Em um dos dias de maior angústia nem mesmo o jazz conseguia me acalmar. Precisei recorrer a uma sonoridade mais densa, pesada, sombria: o Nevermind do Nirvana. Também trabalhei, vi jogos na tevê, conversei via aplicativo de mensagens com amigos. Mas a noção de tempo estava comprometida. Uma sensação estranha, como se o tempo passasse sem que eu fizesse parte dele. Pensei em como deve ser duro estar preso sem ser culpado. Dias, meses, anos enclausurado, vendo a vida pela fresta de uma janela com grades. Sem céu, sem sol, sem mar.

Estava preocupado, evidentemente. Temia – e ainda temo – o vírus que já levou mais de 110 mil vidas só no Brasil. Ao final, vieram o resultado negativo e o alívio. Pude voltar à varanda, ao vinho e ao afeto. Mas aqueles cinco dias de certa forma me marcaram. Senti solidão, tristeza, apatia, impotência. Sentimentos reforçados pela infecção que acometeu Pudim, nosso cachorrinho, que agora está melhor, mas ainda não inteiramente recuperado. Não podia acompanhá-lo na clínica nem pegá-los nos braços.

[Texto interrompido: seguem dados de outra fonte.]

PR #33360, opened 2015-11-25
Bug 1227991 - client.js sends wrong variable to Marionette server; r=aus

andreastt:
This patch rectifies an obvious mistake in an earlier rebase where the
Marionette client is passing on the unserialised body to the Marionette
server instead of the serialised version stored in the data variable.

This only happens to work right now because the server is not using
protocol level 3 yet.


autolander:
Running tests
https://treeherder.mozilla.org/#/jobs?repo=gaia&revision=09d58fa42fd0db566ee322f29a637153532c1421

nullaus:
:+1:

Então me dei conta de que o desalento que senti, como indivíduo, era fruto de uma enfermidade coletiva. Este país está doente e estamos adoecendo junto com ele. Aos poucos, lentamente, quase sem nos darmos conta, estamos adoecendo. A rotina das máscaras, a preocupação extrema com a limpeza das mãos e roupas, o distanciamento forçado de quem gostamos, os salários reduzidos. Já são cinco meses vivendo assim. O país das três raças tristes está mais triste do que nunca. Estamos brutalizados, broncos, bárbaros. Não consigo enxergar uma luz no fim do túnel que não seja a de um trem em alta velocidade vindo em sentido contrário para nos atingir.